During this event, 15 nonprofit organizations will be announced as finalists from IMPACT 100’s five focus areas—Arts & Culture; Education; Environment, Recreation & Preservation; Family; and Health & Wellness. Attendees will also receive information outlining each finalist’s grant proposal.

Finalists will have the opportunity to present their project at the IMPACT 100 Pensacola Bay Area Annual Meeting on Sunday, Oct.13, where final voting will take place. With 1,166 members this year, IMPACT 100 will award $106,000 each to 11 nonprofit organizations in our community.

College Fairs Pensacola State College is hosting College Fair 2019 at three PSC campuses. Escambia and Santa Rosa high school juniors, seniors and their parents are invited to meet representatives to ask questions about admissions requirements, financial aid, scholarships, academic programs, student life and housing. Pensacola State students also are invited to learn more about transfer opportunities and requirements.

The times, dates and locations of College Fairs 2019 are:
•South Santa Rosa County Schools—4-5:30 p.m. Sunday, Sept. 8, PSC South Santa Rosa Center, Bldg. 51, 5075 Gulf Breeze Parkway.
•Escambia County Schools—6-7:30 p.m. Monday, Sept. 9, PSC main campus, Bldg. 3, Hartsell Arena, 1000 College Blvd.
•North Santa Rosa County Schools—6-7:30 p.m. Tuesday, Sept. 10, PSC Milton campus, Bldg. 4000, L.I.F.E. Fitness Center, 5988 Highway 98.

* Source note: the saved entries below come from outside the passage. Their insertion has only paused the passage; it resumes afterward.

PR #37, opened 2020-02-04
Faster codegen

Bastacyclop:
The camera pipeline code generation should be 4x faster with the proposed changes (from 4mn to 1mn).

uses https://github.com/elevate-lang/elevate/pull/7


src/main/scala/shine/DPIA/FunctionalPrimitives/Iterate.scala
```diff
@@ -47,7 +48,7 @@ final case class Iterate(n: Nat,
   override def xmlPrinter: Elem = {
     val l = f.t.x
     <iterate n={ToString(n)} m={ToString(m)} k={ToString(k)} dt={ToString(dt)}>
-      <f type={ToString(l ->: ExpType(ArrayType(l, dt), read) ->: ExpType(ArrayType(l /^ n, dt), read))}>
+      <f type={ToString(l ~>: ExpType(ArrayType(l, dt), read) ->: ExpType(ArrayType(l /^ n, dt), read))}>
```
bastian-koepcke: Should this not be a type constructing arrow `->:`?

Bastacyclop: Yeah, it should be. I used intelliJ refactoring for some parts and it messed things up :/
Let me know if you find other mistakes like this.

Bastacyclop: Although ideally we would not need to implement this xmlPrinter manually.

src/main/scala/shine/DPIA/Types/package.scala
```diff
@@ -19,13 +19,13 @@ package object Types {
...
 
   implicit final class ArrowType[T <: PhraseType](t: T) {
-    @inline def ->: (dt: DataType): T = t
-    @inline def ->: (n: Nat): T = t
-    @inline def ->: (addressSpace: AddressSpace): T = t
-    @inline def ->: (accessType: AccessType): T = t
-    @inline def ->: (ntn: NatToNat): T = t
-    @inline def ->: (ntd: NatToData): T = t
-    @inline def ->: (unit: Unit): T = t
+    @inline def ~>: (dt: DataType): T = t
```
michel-steuwer: Could you please explain why you changed the arrow syntax.

src/main/scala/shine/DPIA/Types/DataType.scala
```diff
@@ -46,12 +46,6 @@ final case class DepArrayType private (size: Nat, elemFType: NatToData)
   override def toString: String = s"$size.$elemFType"
 }
 
-object DepArrayType {
-  def apply(size: Nat, f: DPIA.NatIdentifier => DataType): DepArrayType = {
```
michel-steuwer: Was this unused, or why is this removed?

src/main/scala/shine/DPIA/FunctionalPrimitives/Iterate.scala
michel-steuwer: There are quite a few more cases of this ...

src/main/scala/shine/DPIA/Types/package.scala
Bastacyclop: Otherwise there can be ambiguities between `->:` to build a dependent function type, and `~>:` which is only used to specify dependent arguments hidden in fully applied primitives.

Bastacyclop: I also think that this helps avoiding confusion by expressing more intent while reading the code. Are we trying to build a type, or are we just prepending constraint checks?

src/main/scala/shine/DPIA/Types/DataType.scala
Bastacyclop: There is now the following syntax instead:
```
size`.d`f
size`.d`{ x => f(x) }
```

src/main/scala/shine/DPIA/Types/package.scala
Bastacyclop: Additionally, I believe that the refactoring "mistakes" that were introduced such as above in xmlPrinter come from this ambiguity. scala was probably using the wrong arrow before the changes already.

michel-steuwer: I don't think that it's a good idea to introduce new arrow-like syntax - I don't think it is at all clear what this arrow means.

I see that you have removed the `()->` syntax and unified it with the `->:` syntax - which I guess is part of what has made this ambiguous.

I would suggest that we maybe should think about separating the checking of the types of a phrase from the type the phrase has and `t` should return.

So for something like `drop` we would change
```scala
final case class Drop(n: Nat,
                      m: Nat,
                      w: AccessType,
                      dt: DataType,
                      array: Phrase[ExpType]) extends ExpPrimitive {
  override val t: ExpType =
    (n: Nat) ~>: (m: Nat) ~>: (w: AccessType) ~>: (dt: DataType) ~>:
       (array :: expT({n + m}`.`dt, w)) ~>: expT(m`.`dt, w)
// ...
}
```
into something like
```scala
final case class Drop(n: Nat,
                      m: Nat,
                      w: AccessType,
                      dt: DataType,
                      array: Phrase[ExpType]) extends ExpPrimitive {
  array :: expT({n + m}`.`dt, w)

  override val t: ExpType = expT(m`.`dt, w)
// ...
}
```

So essentially every `:` in the current `Phrase.t` values would go and every `::` would become a statement in the class.

Opinions, @bastian-koepcke and @Bastacyclop?

michel-steuwer: This would also emphasize that the primitives in DPIA are not functions, but represent their fully applied counterparts.

Bastacyclop: This looks good to me :+1: I can make the changes if you want.
The only downside is not seeing the full type that we would write on paper (for the unapplied primitive function) anywhere in our code.

michel-steuwer: I think that is fine (and could be changed in the future with the help of macros). The primitives are not functions anyway, so it's a bit confusing to have a type that suggests otherwise anyway.

src/main/scala/shine/DPIA/FunctionalPrimitives/Array.scala
```diff
@@ -14,9 +15,9 @@ final case class Array(dt: DataType,
   extends ExpPrimitive {
 
   private def tRec(m: Int): ExpType =
-    if (m <= 0) { exp"[${elements.length : Nat}.$dt, $read]" }
-    else { dt ->: tRec(m - 1) }
-  override val t: ExpType = (dt: DataType) ->: tRec(elements.length)
+    if (m <= 0) { expT({elements.length : Nat}`.`dt, read) }
+    else { tRec(m - 1) }
```
Bastacyclop: I think that I can entirely remove the recursion and write the final array type `expT(elements.length`.`dt, read)` here.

Representatives from more than 65 colleges and universities are expected at the event. For more information, visit

Mark Your Calendars 4-H will host an open house and awards showcase from 9 a.m.-3 p.m. on Saturday, Sept. 7, UF/IFAS Extension Office, 6263 Dogwood Drive in Milton.

The Escambia County Marine Advisory Committee will host a meeting at 5:30 p.m. on Monday, Sept. 9, to  provide input on the design for the Galvez Public Boat Ramp Improvement Project. The meeting will be held at the Escambia County Central Office Complex, 3363 W. Park Place, Room 104.

Gateway Review Board will meet at 11 a.m. on Tuesday, Sept. 10, in the Hagler-Mason Conference Room, 2nd Floor, Pensacola City Hall.

Planning Board will meet at 2 p.m. on Tuesday, Sept. 10, in the Hagler-Mason Conference Room, 2nd Floor, Pensacola City Hall.

DIB Finance Committee will meet at 4:30 p.m. on Tuesday, Sept. 10, Bowden Building, Room #2, 120 Church St.

DIB Parking & Traffic Committee will meet at 4:30 p.m. on Thursday, Sept. 12, Bowden Building, Room #2, 120 Church St.